[Your goal] Check every line below for the word "where" and copy the ones that have it.

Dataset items
....
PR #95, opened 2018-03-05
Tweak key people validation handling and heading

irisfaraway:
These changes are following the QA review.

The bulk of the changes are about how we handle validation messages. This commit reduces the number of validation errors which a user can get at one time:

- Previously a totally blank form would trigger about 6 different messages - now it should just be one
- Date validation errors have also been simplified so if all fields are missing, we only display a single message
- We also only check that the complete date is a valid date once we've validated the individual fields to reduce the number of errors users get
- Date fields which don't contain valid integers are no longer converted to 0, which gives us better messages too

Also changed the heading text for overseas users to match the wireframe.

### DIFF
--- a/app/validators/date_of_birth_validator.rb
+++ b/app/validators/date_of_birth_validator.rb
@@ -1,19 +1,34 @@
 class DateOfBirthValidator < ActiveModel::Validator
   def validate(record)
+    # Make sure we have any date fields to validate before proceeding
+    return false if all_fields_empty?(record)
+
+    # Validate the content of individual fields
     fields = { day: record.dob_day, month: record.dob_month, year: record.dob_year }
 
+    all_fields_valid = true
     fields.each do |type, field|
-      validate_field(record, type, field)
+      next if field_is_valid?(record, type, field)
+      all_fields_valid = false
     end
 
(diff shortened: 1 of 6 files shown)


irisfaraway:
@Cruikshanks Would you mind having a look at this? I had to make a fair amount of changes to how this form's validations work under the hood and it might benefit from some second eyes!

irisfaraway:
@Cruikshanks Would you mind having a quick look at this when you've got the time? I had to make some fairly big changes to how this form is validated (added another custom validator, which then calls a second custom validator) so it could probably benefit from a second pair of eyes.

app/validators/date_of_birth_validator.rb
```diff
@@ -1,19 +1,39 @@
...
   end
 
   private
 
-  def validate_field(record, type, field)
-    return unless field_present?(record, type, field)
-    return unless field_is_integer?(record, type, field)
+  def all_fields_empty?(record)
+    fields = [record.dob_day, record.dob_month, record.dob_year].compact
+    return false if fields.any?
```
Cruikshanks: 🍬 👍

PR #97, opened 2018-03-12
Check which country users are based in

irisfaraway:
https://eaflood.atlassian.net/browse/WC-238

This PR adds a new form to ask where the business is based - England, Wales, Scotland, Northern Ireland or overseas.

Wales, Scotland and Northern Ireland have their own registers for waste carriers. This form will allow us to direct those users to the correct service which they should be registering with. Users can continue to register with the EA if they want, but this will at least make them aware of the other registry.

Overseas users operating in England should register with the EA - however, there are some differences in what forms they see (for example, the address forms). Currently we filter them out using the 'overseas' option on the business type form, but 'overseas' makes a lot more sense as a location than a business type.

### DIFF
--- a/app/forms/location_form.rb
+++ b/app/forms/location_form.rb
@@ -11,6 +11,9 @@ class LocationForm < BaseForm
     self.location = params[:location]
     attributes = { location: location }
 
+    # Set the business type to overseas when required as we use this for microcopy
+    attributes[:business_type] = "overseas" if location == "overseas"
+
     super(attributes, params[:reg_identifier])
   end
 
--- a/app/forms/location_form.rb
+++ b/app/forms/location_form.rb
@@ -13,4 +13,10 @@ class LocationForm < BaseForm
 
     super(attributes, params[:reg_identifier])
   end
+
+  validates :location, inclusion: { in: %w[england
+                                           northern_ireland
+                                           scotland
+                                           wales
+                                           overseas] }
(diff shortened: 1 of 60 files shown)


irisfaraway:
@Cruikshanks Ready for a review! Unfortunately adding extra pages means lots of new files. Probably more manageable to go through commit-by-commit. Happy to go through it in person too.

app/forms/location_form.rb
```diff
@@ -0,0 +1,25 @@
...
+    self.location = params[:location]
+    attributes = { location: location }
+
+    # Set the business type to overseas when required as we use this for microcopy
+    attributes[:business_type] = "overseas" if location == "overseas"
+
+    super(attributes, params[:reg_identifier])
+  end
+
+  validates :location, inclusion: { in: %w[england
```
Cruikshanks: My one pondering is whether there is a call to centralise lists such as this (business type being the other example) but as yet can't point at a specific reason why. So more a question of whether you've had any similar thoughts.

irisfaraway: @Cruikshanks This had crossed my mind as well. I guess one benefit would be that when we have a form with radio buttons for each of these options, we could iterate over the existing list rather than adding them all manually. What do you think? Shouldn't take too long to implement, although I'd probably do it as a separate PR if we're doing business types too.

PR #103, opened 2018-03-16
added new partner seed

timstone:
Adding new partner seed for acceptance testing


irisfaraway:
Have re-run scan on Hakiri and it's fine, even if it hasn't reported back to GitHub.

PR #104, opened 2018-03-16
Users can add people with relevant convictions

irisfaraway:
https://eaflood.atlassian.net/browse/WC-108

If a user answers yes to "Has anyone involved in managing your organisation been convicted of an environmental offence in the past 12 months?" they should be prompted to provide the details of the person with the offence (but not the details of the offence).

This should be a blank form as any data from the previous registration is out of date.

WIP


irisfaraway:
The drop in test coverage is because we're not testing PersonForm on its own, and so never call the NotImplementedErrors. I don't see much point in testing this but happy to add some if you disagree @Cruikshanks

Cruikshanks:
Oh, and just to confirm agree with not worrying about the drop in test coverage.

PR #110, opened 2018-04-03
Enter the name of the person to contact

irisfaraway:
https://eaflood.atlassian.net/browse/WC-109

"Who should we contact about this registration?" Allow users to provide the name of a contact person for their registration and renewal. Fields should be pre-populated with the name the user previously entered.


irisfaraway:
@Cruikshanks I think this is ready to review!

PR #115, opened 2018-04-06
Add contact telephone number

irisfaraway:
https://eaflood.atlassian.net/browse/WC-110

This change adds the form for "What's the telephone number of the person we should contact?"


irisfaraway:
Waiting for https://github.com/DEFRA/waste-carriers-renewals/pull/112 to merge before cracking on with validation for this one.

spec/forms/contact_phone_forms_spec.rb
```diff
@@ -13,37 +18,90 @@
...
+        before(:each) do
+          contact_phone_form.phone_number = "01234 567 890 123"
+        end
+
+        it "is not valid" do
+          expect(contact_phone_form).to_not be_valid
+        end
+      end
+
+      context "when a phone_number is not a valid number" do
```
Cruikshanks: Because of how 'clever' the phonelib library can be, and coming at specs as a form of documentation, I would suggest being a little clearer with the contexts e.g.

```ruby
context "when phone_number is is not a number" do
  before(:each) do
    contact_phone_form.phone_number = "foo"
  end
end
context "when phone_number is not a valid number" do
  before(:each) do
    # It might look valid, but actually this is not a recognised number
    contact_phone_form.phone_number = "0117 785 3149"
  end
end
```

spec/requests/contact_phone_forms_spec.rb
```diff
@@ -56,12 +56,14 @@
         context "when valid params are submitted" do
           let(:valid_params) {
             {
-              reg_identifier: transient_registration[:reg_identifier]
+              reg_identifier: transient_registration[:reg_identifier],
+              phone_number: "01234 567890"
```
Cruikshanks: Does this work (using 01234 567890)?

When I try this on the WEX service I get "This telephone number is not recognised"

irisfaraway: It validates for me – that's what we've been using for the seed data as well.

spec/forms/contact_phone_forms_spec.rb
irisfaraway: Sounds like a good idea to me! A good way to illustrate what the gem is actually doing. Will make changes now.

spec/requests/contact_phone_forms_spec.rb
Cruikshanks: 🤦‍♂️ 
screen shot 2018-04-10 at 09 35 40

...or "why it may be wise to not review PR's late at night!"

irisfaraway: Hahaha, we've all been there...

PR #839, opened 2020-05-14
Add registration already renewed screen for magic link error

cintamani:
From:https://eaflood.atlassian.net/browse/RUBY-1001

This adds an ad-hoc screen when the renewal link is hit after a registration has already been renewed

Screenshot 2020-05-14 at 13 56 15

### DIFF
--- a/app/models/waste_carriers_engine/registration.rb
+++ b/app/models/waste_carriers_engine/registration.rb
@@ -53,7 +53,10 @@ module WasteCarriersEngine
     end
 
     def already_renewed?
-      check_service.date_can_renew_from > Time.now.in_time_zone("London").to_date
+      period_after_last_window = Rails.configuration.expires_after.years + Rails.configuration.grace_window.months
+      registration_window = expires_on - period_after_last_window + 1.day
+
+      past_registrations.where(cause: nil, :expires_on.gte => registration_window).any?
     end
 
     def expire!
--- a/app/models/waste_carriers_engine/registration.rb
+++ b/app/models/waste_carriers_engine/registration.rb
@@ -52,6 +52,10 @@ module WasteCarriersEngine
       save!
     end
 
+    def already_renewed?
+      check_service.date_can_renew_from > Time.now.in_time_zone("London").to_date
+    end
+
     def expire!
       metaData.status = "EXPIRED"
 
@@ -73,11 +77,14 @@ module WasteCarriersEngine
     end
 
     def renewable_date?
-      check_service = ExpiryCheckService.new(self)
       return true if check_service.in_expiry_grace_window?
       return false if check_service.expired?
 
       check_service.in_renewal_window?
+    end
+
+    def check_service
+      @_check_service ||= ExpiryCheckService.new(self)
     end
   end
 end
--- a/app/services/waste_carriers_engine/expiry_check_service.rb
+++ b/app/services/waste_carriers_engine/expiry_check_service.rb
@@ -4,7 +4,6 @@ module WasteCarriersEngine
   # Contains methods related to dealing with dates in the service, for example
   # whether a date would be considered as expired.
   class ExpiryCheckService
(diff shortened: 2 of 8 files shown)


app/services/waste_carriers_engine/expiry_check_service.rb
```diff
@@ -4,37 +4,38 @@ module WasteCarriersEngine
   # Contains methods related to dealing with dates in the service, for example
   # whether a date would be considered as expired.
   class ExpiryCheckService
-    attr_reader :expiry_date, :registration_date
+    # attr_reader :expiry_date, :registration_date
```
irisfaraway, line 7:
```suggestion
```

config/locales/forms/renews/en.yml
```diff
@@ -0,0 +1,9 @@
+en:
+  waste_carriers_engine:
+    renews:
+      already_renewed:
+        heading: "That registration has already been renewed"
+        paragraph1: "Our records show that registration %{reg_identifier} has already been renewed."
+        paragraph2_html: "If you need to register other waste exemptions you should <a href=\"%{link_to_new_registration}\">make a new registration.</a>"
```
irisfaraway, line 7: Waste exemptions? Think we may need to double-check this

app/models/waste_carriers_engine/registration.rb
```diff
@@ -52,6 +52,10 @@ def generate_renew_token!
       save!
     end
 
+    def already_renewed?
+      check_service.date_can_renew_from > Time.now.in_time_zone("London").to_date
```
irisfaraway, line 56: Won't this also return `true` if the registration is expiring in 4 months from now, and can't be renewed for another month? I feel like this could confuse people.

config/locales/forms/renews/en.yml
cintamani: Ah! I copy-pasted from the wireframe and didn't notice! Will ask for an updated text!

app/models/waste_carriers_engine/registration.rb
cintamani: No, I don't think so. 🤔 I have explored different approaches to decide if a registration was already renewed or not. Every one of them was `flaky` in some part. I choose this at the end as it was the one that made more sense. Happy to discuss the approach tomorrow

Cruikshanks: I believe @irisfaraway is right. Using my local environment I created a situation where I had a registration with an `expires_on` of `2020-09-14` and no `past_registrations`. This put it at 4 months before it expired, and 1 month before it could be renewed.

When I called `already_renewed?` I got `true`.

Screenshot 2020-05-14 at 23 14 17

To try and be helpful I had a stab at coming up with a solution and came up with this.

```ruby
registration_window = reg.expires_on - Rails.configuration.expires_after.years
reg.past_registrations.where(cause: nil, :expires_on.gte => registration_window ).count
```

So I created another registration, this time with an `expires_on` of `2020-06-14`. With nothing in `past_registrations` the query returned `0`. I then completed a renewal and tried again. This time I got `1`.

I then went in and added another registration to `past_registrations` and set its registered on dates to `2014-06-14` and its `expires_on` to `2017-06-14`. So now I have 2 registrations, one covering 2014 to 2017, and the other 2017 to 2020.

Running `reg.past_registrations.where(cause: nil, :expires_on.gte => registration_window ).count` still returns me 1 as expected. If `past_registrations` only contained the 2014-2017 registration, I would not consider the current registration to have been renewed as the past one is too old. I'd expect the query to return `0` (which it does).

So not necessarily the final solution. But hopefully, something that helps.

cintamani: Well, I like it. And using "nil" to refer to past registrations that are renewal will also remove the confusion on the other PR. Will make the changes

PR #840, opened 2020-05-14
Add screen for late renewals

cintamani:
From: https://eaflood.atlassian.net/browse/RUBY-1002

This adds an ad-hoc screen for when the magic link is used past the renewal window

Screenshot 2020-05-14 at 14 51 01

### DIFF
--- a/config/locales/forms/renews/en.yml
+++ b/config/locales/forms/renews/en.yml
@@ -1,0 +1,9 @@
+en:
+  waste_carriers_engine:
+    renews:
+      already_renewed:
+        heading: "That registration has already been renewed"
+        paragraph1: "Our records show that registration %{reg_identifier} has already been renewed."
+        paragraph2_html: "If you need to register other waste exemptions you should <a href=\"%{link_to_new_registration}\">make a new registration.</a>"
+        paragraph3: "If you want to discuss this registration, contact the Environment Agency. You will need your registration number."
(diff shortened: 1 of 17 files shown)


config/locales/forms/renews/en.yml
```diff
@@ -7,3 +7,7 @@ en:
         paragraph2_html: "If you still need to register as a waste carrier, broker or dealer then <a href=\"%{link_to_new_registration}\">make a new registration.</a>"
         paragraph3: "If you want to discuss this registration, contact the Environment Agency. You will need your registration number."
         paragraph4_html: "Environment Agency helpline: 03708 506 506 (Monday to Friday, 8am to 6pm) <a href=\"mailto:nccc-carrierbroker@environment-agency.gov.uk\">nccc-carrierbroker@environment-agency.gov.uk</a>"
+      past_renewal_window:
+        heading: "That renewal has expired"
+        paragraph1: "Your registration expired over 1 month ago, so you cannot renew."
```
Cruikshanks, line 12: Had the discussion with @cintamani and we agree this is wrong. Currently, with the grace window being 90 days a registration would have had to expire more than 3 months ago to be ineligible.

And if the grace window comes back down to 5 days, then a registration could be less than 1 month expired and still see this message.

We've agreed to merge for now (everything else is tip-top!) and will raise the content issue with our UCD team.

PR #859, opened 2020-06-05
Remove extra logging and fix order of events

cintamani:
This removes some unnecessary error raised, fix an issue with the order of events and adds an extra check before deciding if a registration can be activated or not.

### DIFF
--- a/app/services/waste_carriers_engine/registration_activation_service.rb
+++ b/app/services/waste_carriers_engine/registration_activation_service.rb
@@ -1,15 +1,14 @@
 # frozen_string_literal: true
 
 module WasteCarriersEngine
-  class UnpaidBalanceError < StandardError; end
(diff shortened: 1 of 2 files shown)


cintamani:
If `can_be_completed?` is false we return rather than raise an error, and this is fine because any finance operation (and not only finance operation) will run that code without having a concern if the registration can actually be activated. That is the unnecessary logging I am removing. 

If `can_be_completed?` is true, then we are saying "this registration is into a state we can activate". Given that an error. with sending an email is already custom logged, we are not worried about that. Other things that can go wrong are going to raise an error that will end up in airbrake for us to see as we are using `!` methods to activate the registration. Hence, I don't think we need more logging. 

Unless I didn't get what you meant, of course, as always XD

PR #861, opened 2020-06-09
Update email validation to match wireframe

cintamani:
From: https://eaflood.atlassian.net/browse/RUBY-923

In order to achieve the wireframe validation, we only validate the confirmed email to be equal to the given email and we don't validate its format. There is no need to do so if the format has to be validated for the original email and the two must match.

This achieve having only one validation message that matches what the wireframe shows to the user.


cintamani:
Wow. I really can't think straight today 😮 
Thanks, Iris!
....
[Exercise response]
This PR adds a new form to ask where the business is based - England, Wales, Scotland, Northern Ireland or overseas.
+      past_registrations.where(cause: nil, :expires_on.gte => registration_window).any?
Cruikshanks: I believe @irisfaraway is right. Using my local environment I created a situation where I had a registration with an `expires_on` of `2020-09-14` and no `past_registrations`. This put it at 4 months before it expired, and 1 month before it could be renewed.
reg.past_registrations.where(cause: nil, :expires_on.gte => registration_window ).count
Running `reg.past_registrations.where(cause: nil, :expires_on.gte => registration_window ).count` still returns me 1 as expected. If `past_registrations` only contained the 2014-2017 registration, I would not consider the current registration to have been renewed as the past one is too old. I'd expect the query to return `0` (which it does).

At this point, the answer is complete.